If you prefer to keep your test classes immutable, one final variation is to use the FixtureFeatureSpec trait from the org.scalatest.fixture package. Tests in an org.scalatest.fixture.FixtureFeatureSpec can have a fixture object passed in as a parameter. You must indicate the type of the fixture object by defining the Fixture type member and define a withFixture method that takes a one-arg test function. (A FixtureFeatureSpec has two overloaded withFixture methods, therefore, one that takes a OneArgTest and the other, inherited from Suite, that takes a NoArgTest.) Inside the withFixture(OneArgTest) method, you create the fixture, pass it into the test function, then perform any necessary cleanup after the test function returns. Instead of invoking each test directly, a FixtureFeatureSpec will pass a function that invokes the code of a test to withFixture(OneArgTest). Your withFixture(OneArgTest) method, therefore, is responsible for actually running the code of the test by invoking the test function. For example, you could pass the temp file reader fixture to each test that needs it by overriding the withFixture(OneArgTest) method of a FixtureFeatureSpec, like this:

 import org.scalatest.fixture.FixtureFeatureSpec
 import java.io.FileReader
 import java.io.FileWriter
 import java.io.File
 
 class MySuite extends FixtureFeatureSpec {

   type FixtureParam = FileReader

   def withFixture(test: OneArgTest) {

     val FileName = "TempFile.txt"

     // Set up the temp file needed by the test
     val writer = new FileWriter(FileName)
     try {
       writer.write("Hello, test!")
     }
     finally {
       writer.close()
     }

     // Create the reader needed by the test
     val reader = new FileReader(FileName)
  
     try {
       // Run the test using the temp file
       test(reader)
     }
     finally {
       // Close and delete the temp file
       reader.close()
       val file = new File(FileName)
       file.delete()
     }
   }
 
   feature("Reading and writing files") {

     scenario("reading from a temp file") { reader =>
       var builder = new StringBuilder
       var c = reader.read()
       while (c != -1) {
         builder.append(c.toChar)
         c = reader.read()
       }
       assert(builder.toString === "Hello, test!")
     }
 
     scenario("reading first char of a temp file") { reader =>
       assert(reader.read() === 'H')
     }
 
     scenario("no fixture is passed") { () =>
       assert(1 + 1 === 2)
     }
   }
 }
 

It is worth noting that the only difference in the test code between the mutable BeforeAndAfterEach approach shown here and the immutable FixtureFeatureSpec approach shown previously is that two of the FixtureFeatureSpec's test functions take a FileReader as a parameter via the "reader =>" at the beginning of the function. Otherwise the test code is identical. One benefit of the explicit parameter is that, as demonstrated by the "no fixture passed" scenario, a FixtureFeatureSpec test need not take the fixture. So you can have some tests that take a fixture, and others that don't. In this case, the FixtureFeatureSpec provides documentation indicating which tests use the fixture and which don't, whereas the BeforeAndAfterEach approach does not. (If you have want to combine tests that take different fixture types in the same FeatureSpec, you can use MultipleFixtureFeatureSpec.)

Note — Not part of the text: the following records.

Issue #14875, opened 2026-03-17
Bubblewrap regression on Linux/WSL: missing writable_roots fail command startup and detached children are reaped


escape0707:
### What version of Codex CLI is running?

0.115.0-alpha.11+ (last known good: 0.115.0-alpha.9)

### What subscription do you have?

Pro

### Which model were you using?

gpt-5.4

### What platform is your computer?

Linux 6.6.87.2-microsoft-standard-WSL2 x86_64 unknown

### What terminal emulator and version are you using (if applicable)?

VSCode integrated terminal on WSL, Windows Terminal

### What issue are you seeing?

After <https://github.com/openai/codex/commit/04892b4ceb3ba6516eddd21c3f7ed2920a977442> (`refactor: make bubblewrap the default Linux sandbox`), Linux/WSL `workspace-write` behavior regressed in two ways:

1. If `sandbox_workspace_write.writable_roots` contains a well-formed path that does not exist, that sandboxed command invocation fails during setup.
2. If a normal non-elevated shell tool call starts a detached child process, that child is reaped when the one-shot tool call ends.

The first regression makes it harder to share or combine Windows Codex App and WSL Codex homes, because a Windows-only or misparsed `writable_root` is no longer harmless on Linux.

The second regression is what makes Playwright extension sessions unstable: the `Playwright MCP Bridge` bar appears, then disappears a few seconds later because the detached bridge process does not survive.

Environment:
- Host: Codex CLI, VSCode Codex Extension on WSL2
- OS: ArchLinux on WSL2
- Sandbox mode: `workspace-write`

Regression window:
- Last known good published version: `0.115.0-alpha.9`
- First known bad published version: `0.115.0-alpha.11`
- Exact last known good source commit: `b5f927b97327ab62047dba9eaf0e998bfaa7dab3`
- Likely introducing commit: `04892b4ceb3ba6516eddd21c3f7ed2920a977442`
- First runnable bad source commit: `e99e8e4a6bc2959266d4dd34c34e2b84e472ac52`

### Regression A: Missing `writable_root` fails command startup

1. Configure `workspace-write` with one existing and one missing writable root:

```toml
sandbox_mode = "workspace-write"

[sandbox_workspace_write]
network_access = true
writable_roots = [
  "~/.cache/codex-writable-root-existing",
  "~/.cache/codex-writable-root-missing",
]
```

Assume `~/.cache/codex-writable-root-existing` exists and `~/.cache/codex-writable-root-missing` does not.

[...]

PR #14890, opened 2026-03-17
fix(linux-sandbox): ignore missing writable roots

viyatb-oai:
## Summary
- skip nonexistent `workspace-write` writable roots in the Linux bubblewrap mount builder instead of aborting sandbox startup
- keep existing writable roots mounted normally so mixed Windows/WSL configs continue to work
- add unit and Linux integration regression coverage for the missing-root case

## Context
This addresses regression A from #14875. Regression B will be handled in a separate PR.

The old bubblewrap integration added `ensure_mount_targets_exist` as a preflight guard because bubblewrap bind targets must exist, and failing early let Codex return a clearer error than a lower-level mount failure.

That policy turned out to be too strict once bubblewrap became the default Linux sandbox: shared Windows/WSL or mixed-platform configs can legitimately contain a well-formed writable root that does not exist on the current machine. This PR keeps bubblewrap's existing-target requirement, but changes Codex to skip missing writable roots instead of treating them as fatal configuration errors.

### DIFF
--- a/codex-rs/linux-sandbox/src/bwrap.rs
+++ b/codex-rs/linux-sandbox/src/bwrap.rs
@@ -211,8 +211,14 @@ fn create_filesystem_args(
     file_system_sandbox_policy: &FileSystemSandboxPolicy,
     cwd: &Path,
 ) -> Result<BwrapArgs> {
-    let writable_roots =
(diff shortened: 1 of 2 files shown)


etraut-openai (approved):
Looks good!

If you want to execute code before and after all tests (and nested suites) in a suite, such as you could do with @BeforeClass and @AfterClass annotations in JUnit 4, you can use the beforeAll and afterAll methods of BeforeAndAfterAll. See the documentation for BeforeAndAfterAll for an example.

Shared scenarios

Sometimes you may want to run the same test code on different fixture objects. In other words, you may want to write tests that are "shared" by different fixture objects. To accomplish this in a FeatureSpec, you first place shared tests (i.e., shared scenarios) in behavior functions. These behavior functions will be invoked during the construction phase of any FeatureSpec that uses them, so that the scenarios they contain will be registered as scenarios in that FeatureSpec. For example, given this stack class:

 import scala.collection.mutable.ListBuffer
 
 class Stack[T] {

   val MAX = 10
   private var buf = new ListBuffer[T]

   def push(o: T) {
     if (!full)
       o +: buf
     else
       throw new IllegalStateException("can't push onto a full stack")
   }

   def pop(): T = {
     if (!empty)
       buf.remove(0)
     else
       throw new IllegalStateException("can't pop an empty stack")
   }

   def peek: T = {
     if (!empty)
       buf(0)
     else
       throw new IllegalStateException("can't pop an empty stack")
   }

   def full: Boolean = buf.size == MAX
   def empty: Boolean = buf.size == 0
   def size = buf.size

   override def toString = buf.mkString("Stack(", ", ", ")")
 }
 

You may want to test the Stack class in different states: empty, full, with one item, with one item less than capacity, etc. You may find you have several scenarios that make sense any time the stack is non-empty. Thus you'd ideally want to run those same scenarios for three stack fixture objects: a full stack, a stack with a one item, and a stack with one item less than capacity. With shared tests, you can factor these scenarios out into a behavior function, into which you pass the stack fixture to use when running the tests. So in your FeatureSpec for stack, you'd invoke the behavior function three times, passing in each of the three stack fixtures so that the shared scenarios are run for all three fixtures.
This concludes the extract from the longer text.